A large majority of U.S. manufacturing jobs are located in large metropolitan areas, according to a new paper from the Brookings Institution Metropolitan Policy Program. In 2010, about 79.5 percent of manufacturing employment was centered in large metros and in central metropolitan counties. Over the past two years, however, there has been a slight shift in manufacturing activity back towards non-metro areas, as U.S. manufacturing has experienced a small resurgence. On the whole, the move towards metropolitan areas since 1980 has been healthy for the national economy, since it has allowed different cities to develop specialized industry clusters, according to the report.

The country's top 100 largest metropolitan areas and central metropolitan counties account for most U.S. manufacturing jobs, and an even larger majority of high-tech manufacturing employment. These regions encompass about 78.6 percent of moderately high-tech manufacturing jobs, and about 95 percent of jobs in very high-tech industries. Very high-tech industries include those in which science and engineering occupations represent more than five times the national average of total industry employment. These include computer and electronic product manufacturing, pharmaceutical and medicine manufacturing and aerospace product and parts manufacturing. More than 30 percent of employment in each of these industries exceed 30 percent.

High-tech manufacturing jobs appear to have flourished in metro areas due to the advantages offered by the agglomeration of related industries, research centers, pools of highly-skilled workers and access to other specialized resources. This also has led to specialization in the manufacturing industries of U.S. cities. Urban industry clusters vary greatly between cities and offer unique sets of benefits to businesses in different metros. The reports lays out six different categories of metropolitan manufacturing specialization groups, which demonstrate some general trends about how these specializations have evolved.

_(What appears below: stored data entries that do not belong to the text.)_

PR #941, opened 2021-03-10
Allows for more flexible forecasting

kevgliss:
This PR improves our ability to forecast incidents and show historical accuracy. It attempts to get the best of both worlds by doing a forward-looking forecast to see how many incidents will be handled in the future, as well as "rolling historical forecasts". By restricting the data sets in the past we are able to re-forecast a historical month as if it were the last day of the previous month. 

We are then able to use that forecast to compare against the actual number of incidents in a given month. Combining these two strategies allows us to both observe the historical accuracy of our forecasting while using all currently available data for future forecasting.

Additionally, this PR adds the ability for us to forecast based on different subsets of data, e.g. how many incidents of type `foo` do we expect to see? how many incidents of priority `bar`, how many incidents of type `foo` AND priority `bar` and so on. 

See also #923 

@snkilmartin I had to remove the `box cot` fit to the model due to it having issues with the smaller filtered datasets, in my tests I didn't see that this had any effect. Please let me know if this will greatly affect forecasting.

### DIFF
--- a/src/dispatch/incident/metrics.py
+++ b/src/dispatch/incident/metrics.py
@@ -84,7 +84,6 @@ def make_forecast(incidents: List[Incident]):
             dataframe, seasonal_periods=12, trend="add", seasonal="add"
         ).fit()
     except Exception as e:
-        raise e
         log.warning(f"Issue forecasting incidents: {e}")
         return [], []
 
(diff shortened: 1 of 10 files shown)


mvilanova (approved):
LGTM

snkilmartin:
I reviewed our internal data with box_cox and without, and the forecast is a bit more stable without the transform so I'm fine with this change. Thanks for making all these updates; this was a much bigger change that I realized!

kevgliss:
Thanks for the review @snkilmartin and @mvilanova !

PR #944, opened 2021-03-15
Feature/organizations projects

kevgliss:
This work would allow us to create multiple projects each with their own unique dispatch world view. Meaning that incident_types, incidents, and all other configuration options would be unique on a per-project basis. 

This is a multi-tenant approach that gives each "project" its own schema and set of tables that is unique to that project. We will then route the users to the correct schema based on their request. e.g. `/api/v1/netflix/projectFoo` would route to a project in the Netflix organization, with its own unique dispatch setup. 

For details about the approach:

https://alembic.sqlalchemy.org/en/latest/cookbook.html#rudimental-schema-level-multi-tenancy-for-postgresql-databases 
https://github.com/sqlalchemy/alembic/issues/658
https://gist.github.com/nickretallack/bb8ca0e37829b4722dd1


mrthankyou:
Wow, this is a really interesting feature. Best of luck on this!

src/dispatch/alembic/versions/cdca3fcfc278_.py
```diff
@@ -0,0 +1,105 @@
+"""empty message
```
mvilanova, line 1: nit: add description

src/dispatch/organization/service.py
```diff
@@ -0,0 +1,44 @@
...
+    return db_session.query(Organization)
+
+
+def create(*, db_session, organization_in: OrganizationCreate) -> Organization:
+    team = Organization(
+        **organization_in.dict(),
+    )
+    db_session.add(team)
+    db_session.commit()
+    return team
```
mvilanova, line 22: I think team is supposed to be organization

src/dispatch/organization/service.py
```diff
@@ -0,0 +1,44 @@
...
+    for field in organization_data:
+        if field in update_data:
+            setattr(organization, field, update_data[field])
+
+    db_session.add(organization)
+    db_session.commit()
+    return organization
+
+
+def delete(*, db_session, organization_id: int):
```
mvilanova, line 41: Are we going to keep or delete users linked to the organization? Keep them and allow the admin to assign them to a new organization?

src/dispatch/organization/views.py
```diff
@@ -0,0 +1,104 @@
...
+
+
+@router.post("/", response_model=OrganizationRead)
+def create_organization(
+    *, db_session: Session = Depends(get_db), organization_in: OrganizationCreate
+):
+    """
+    Create a new organization.
+    """
+    organization = get_by_email(db_session=db_session, email=organization_in.name)
```
mvilanova, line 55: Should this be get_by_name instead? I don't see a column for email in the organization data model. Also get_by_email is not defined in the service module.

src/dispatch/organization/views.py
```diff
@@ -0,0 +1,104 @@
...
+            status_code=400, detail="The organization with this name already exists."
+        )
+    organization = create(db_session=db_session, organization_in=organization_in)
+    return organization
+
+
+@router.get("/{organization_id}", response_model=OrganizationRead)
+def get_organization(*, db_session: Session = Depends(get_db), organization_id: int):
+    """
+    Get a organization.
```
mvilanova, line 67:
```suggestion
    Get an organization.
```

src/dispatch/organization/views.py
```diff
@@ -0,0 +1,104 @@
...
+    """
+    organization = get(db_session=db_session, organization_id=organization_id)
+    if not organization:
+        raise HTTPException(status_code=404, detail="The organization with this id does not exist.")
```
mvilanova, line 71:
```suggestion
        raise HTTPException(status_code=404, detail="An organization with this id does not exist.")
```

src/dispatch/organization/views.py
```diff
@@ -0,0 +1,104 @@
...
+
+@router.put("/{organization_id}", response_model=OrganizationRead)
+def update_organization(
+    *,
+    db_session: Session = Depends(get_db),
+    organization_id: int,
+    organization_in: OrganizationUpdate,
+):
+    """
+    Update a organization contact.
```
mvilanova, line 83:
```suggestion
    Update an organization.
```

src/dispatch/organization/views.py
```diff
@@ -0,0 +1,104 @@
...
+    """
+    organization = get(db_session=db_session, organization_id=organization_id)
+    if not organization:
+        raise HTTPException(status_code=404, detail="The organization with this id does not exist.")
```
mvilanova, line 87:
```suggestion
        raise HTTPException(status_code=404, detail="An organization with this id does not exist.")
```

src/dispatch/organization/views.py
```diff
@@ -0,0 +1,104 @@
...
+    organization = update(
+        db_session=db_session, organization=organization, organization_in=organization_in
+    )
+    return organization
+
+
+@router.delete("/{organization_id}", response_model=OrganizationRead)
+def delete_organization(*, db_session: Session = Depends(get_db), organization_id: int):
+    """
+    Delete a organization.
```
mvilanova, line 97:
```suggestion
    Delete an organization.
```

src/dispatch/organization/views.py
```diff
@@ -0,0 +1,104 @@
...
+    """
+    organization = get(db_session=db_session, organization_id=organization_id)
+    if not organization:
+        raise HTTPException(status_code=404, detail="The organization with this id does not exist.")
```
mvilanova, line 101:
```suggestion
        raise HTTPException(status_code=404, detail="An organization with this id does not exist.")
```

src/dispatch/organization/models.py
```diff
@@ -0,0 +1,43 @@
...
+
+from sqlalchemy import Column, Integer, String
+from sqlalchemy.orm import relationship
+from sqlalchemy_utils import TSVectorType
+
+from dispatch.database import Base
+from dispatch.models import DispatchBase
+
+
+class Organization(Base):
```
mvilanova, line 11: Is the `ContactMixin` model missing here?

mvilanova (commented):
Some early feedback. Skipped the JS stuff because it feels it's still in early stages of dev.

src/dispatch/organization/models.py
kevgliss: I don't think so.

src/dispatch/organization/service.py
kevgliss: We could go either way. I don't think it matters too much. But I would guess if we were to delete an organization it would delete all of the user information as well.

src/dispatch/organization/models.py
mvilanova: Ok, the `get_by_email` in the views module led me to believe that it was perhaps missing.

src/dispatch/organization/service.py
mvilanova: That would be my preference too, but I also don't have a strong opinion.

kevgliss:
I'm going to try a different approach. Will open a separate PR.

PR #964, opened 2021-03-17
Replaces total cost with cost card

mvilanova:
Screen Shot 2021-03-18 at 12 09 00 PM


src/dispatch/static/dispatch/src/incident/Table.vue
```diff
@@ -124,8 +132,9 @@ export default {
         { text: "Status", value: "status" },
         { text: "Type", value: "incident_type.name" },
         { text: "Priority", value: "incident_priority.name", width: "10%" },
-        { text: "Total Cost", value: "total_cost" },
         { text: "Commander", value: "commander", sortable: false },
+        { text: "Reporter", value: "reporter", sortable: false },
```
mvilanova, line 136: Added the reporter back as looks like we may have removed it at some point.

kevgliss: I intentionally removed the reporter. It's not a common access pattern to go look for who reported or at least not on the same level as attempting to figure out the commander. We also don't promote the other (sometimes more important, than reporter) roles of scribe and liaison.

mvilanova: I like having the reporter, because it allows me to see the source of the report, like we do when we announce new incidents, etc.

kevgliss: Yes, but is that a common need from a historical perspective? The incident table/list is geared to inspection after the fact. Also, you can view that information by looking that the details, are you often scanning over all incidents for a reporter or just want to know the reporter for a particular incident?

mvilanova: Yes, I know it's in the details tab. When I search for an incident in Dispatch I like to see them both without having to click two times and wait for Dispatch to load the details tab. I think it's a reasonable expectation and it's consistent with other IR/ IM systems out there. I don't think we have data to determine whether it's a `common need from a historical perspective` at Netflix? We should poll our users if we really want to make a decision based on that.

kevgliss: I was basing 'common' on that the change was made several (https://github.com/Netflix/dispatch/pull/715/files#diff-6b587a3ecd8e4c7767110d428a841a4b25a9f3d8d15aa37dfb04e68d93b34f1dL120) months ago and has gone unnoticed until now.

mvilanova: Ok, l'll skip re-adding it until we have consensus.

PR #966, opened 2021-03-18
doc improvements

klarrio-dlamb:
Some improvements from my following of the docs so far to set-up.
Tried converting the Slack commands & their vars to a table for delineation and easier cut & paste into Slack, but perhaps not the ideal format.


kevgliss:
This looks reasonable to me. Unfortunately, slack doesn't provide an API to allow us to have these added automatically :-(. Thanks for the PR!

PR #979, opened 2021-03-19
Adds ability to select the FAIR Form of Loss category for incident cost types

mvilanova:
More information about FAIR Form of Losses here: https://www.fairinstitute.org/blog/a-crash-course-on-capturing-loss-magnitude-with-the-fair-model

Screen Shot 2021-03-19 at 2 04 09 PM


src/dispatch/alembic/versions/b6da2dad0396_.py
```diff
@@ -0,0 +1,45 @@
...
+
+
+# revision identifiers, used by Alembic.
+revision = "b6da2dad0396"
+down_revision = "a769ea6bad64"
+branch_labels = None
+depends_on = None
+
+
+def upgrade():
```
kevgliss, line 23: Would it be easier to just set a default for this column?

kevgliss (approved):

src/dispatch/alembic/versions/b6da2dad0396_.py
mvilanova: I thought about adding a default, but decided not to to motivate users to think under which FAIR FoL phase they need to bucket the costs types they add.

PR #995, opened 2021-03-26
Consolidates restricted visibility-based filtering

mvilanova:


src/dispatch/database/base.py
```diff
@@ -0,0 +1,66 @@
+import re
```
kevgliss, line 1: nit: we seem to be using "base" a lot e.g. database.py import Base class now it's database.base import Base, this module might better named "core" or similar.

src/dispatch/database/service.py
```diff
@@ -222,10 +153,26 @@ def search_filter_sort_paginate(
     else:
         query = db_session.query(model_cls)
 
+    if user_role != UserRoles.admin.value:
+        if model.lower() == "incident":
```
kevgliss, line 157: Do we need to do something similar for tasks for restricted incidents?

kevgliss (approved):

src/dispatch/database/base.py
mvilanova: Yeah, sure. Honestly, I did not spend a lot of time thinking about it.

src/dispatch/database/service.py
mvilanova: I was going to add logic for it, but when I started testing tasks I realized they were already being filtered. I did some research to try to figure out the _why_ and the conclusion that I reached was that when we load `/tasks` we perform a GET against the `/api/v1/incidents/` endpoint, which returns a list of filtered incidents, and then sqlalchemy filters out the tasks based on that list.

PR #1023, opened 2021-04-12
Improvements to organizations and projects

mvilanova:


src/dispatch/alembic/versions/7ea14a81dc59_.py
```diff
@@ -115,14 +114,6 @@ def upgrade():
     # Create organization table
     Organization.__table__.create(bind)
 
-    # op.create_index(
```
kevgliss, line 118: I think we need this, it was just causing an error locally for me.

kevgliss (changes requested):

PR #1054, opened 2021-04-20
Allows the reporter/commander to be changed 

kevgliss:
Allows the reporter/commander to be changed even when no conversation is associated.

### DIFF
--- a/src/dispatch/incident/flows.py
+++ b/src/dispatch/incident/flows.py
@@ -396,6 +396,10 @@ def set_conversation_topic(incident: Incident, db_session: SessionLocal):
         db_session=db_session, project_id=incident.project.id, plugin_type="conversation"
     )
 
+    if not incident.conversation:
+        log.warning("Conversation topic not sent because incident has no conversation.")
+        return
+
     try:
         plugin.instance.set_topic(incident.conversation.channel_id, conversation_topic)
     except Exception as e:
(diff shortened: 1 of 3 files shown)


src/dispatch/incident/flows.py
```diff
@@ -396,6 +396,10 @@ def set_conversation_topic(incident: Incident, db_session: SessionLocal):
         db_session=db_session, project_id=incident.project.id, plugin_type="conversation"
     )
 
+    if not incident.conversation:
+        log.warning("Conversation topic not sent because incident has no conversation.")
```
mvilanova, line 400:
```suggestion
        log.warning("Conversation topic not set because incident has no conversation.")
```

src/dispatch/incident/flows.py
```diff
@@ -396,6 +396,10 @@ def set_conversation_topic(incident: Incident, db_session: SessionLocal):
         db_session=db_session, project_id=incident.project.id, plugin_type="conversation"
     )
 
+    if not incident.conversation:
```
mvilanova, line 399: I'd move this check to the beginning to speed up the execution in case we don't have a conversation.

src/dispatch/incident/flows.py
mvilanova: Looks like you forgot this one before merging.

PR #1085, opened 2021-04-26
Fixing issue with incident filter

kevgliss:


src/dispatch/database/service.py
```diff
@@ -29,18 +29,18 @@
...
         .join(IndividualContact)
         .filter(
-            not_(
-                and_(
-                    Incident.visibility == Visibility.restricted.value,
-                    IndividualContact.email != current_user.email,
-                )
+            or_(
+                Incident.visibility == Visibility.open.value,
+                IndividualContact.email == current_user.email,
```
mvilanova, line 38: They two expressions are equivalent, but the OR one is easier to read.

mvilanova (approved):

PR #760, opened 2016-08-08
Songrequest Update

lbarnett83:
A more graceful way to handle songrequests + whispermode.


BrandenB:
I don't want to force whisper mode on a command. That's why I added it to work with the normal whisper mode command.

lbarnett83:
My way wasn't forcing, your's was I think :).  Mine will only whisper if whisper mode is on.

BrandenB:
oh I looked at the wrong thing. Sorry.

PR #779, opened 2016-08-12
!addquote [user] [quote...]

lbarnett83:
Quotes can be attributed to a specific user now


BrandenB:
I like this, but I don't want to force users to add a user in each quote. If you can make it so people can still use `!quote [quote]` I will merge this.

PR #784, opened 2016-08-12
Revert "Revert "!addquote [user] [quote...]""

IllusionaryOne:
Reverts PhantomBot/PhantomBot#783


IllusionaryOne:
@lbarnett83 
Re-reverting, but really, this should be a toggle.  Let us say someone wants to add a quote with a Twitch account as the first word and doesn't realize this change is there:
!addquote IllusionaryOne just died...and died and died.

Will add a quote of "just died...and died and died." unless they know the change is there.

Also, with odd named Twitch accounts, you may not mean to, but could end up causing an issue with a quote.  But it can always be fixed by editing it again, both the user and quote message field.

lbarnett83:
If you'd like, I can work that into my fork tomorrow, so you don't have to worry about it.  I'll ensure its all tested before I make a pull request this time :)

PR #816, opened 2016-08-23
!host fix

lbarnett83:
fixed the !host command not actually perfroming hosts :+1:


BrandenB:
If you don't mind changing line 154 and line 237 to `args.length < 1`, cause its using `!action` so those are probably broken too.

lbarnett83:
already looking into that :)

BrandenB:
merging thanks!

PR #841, opened 2016-09-05
Monthly points reset, with changable bonus points

lbarnett83:


BrandenB:
I noticed the fix, but I don't want to merge the monthly feature yet, some of the team members are taking a break so it might take a while before I can talk to them. Is there a way you can create a separate pull request for just that fix?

The authors suggest that the advantages of strong urban clusters and the potential environmental benefits of centralized manufacturing should be encouraged, and that the movement of manufacturers away from cities over the past two years is undesirable. Federal, state, local and metropolitan leaders should implement strategies, policies and programs that foster the development of urban clusters that promote innovation and collaboration. Policy leaders also should step in to discourage smokestack chasing through tax abatements and right-to-work laws. These sorts of policies merely promote the poaching of manufacturers from other states and lead to the haphazard agglomeration of unrelated businesses.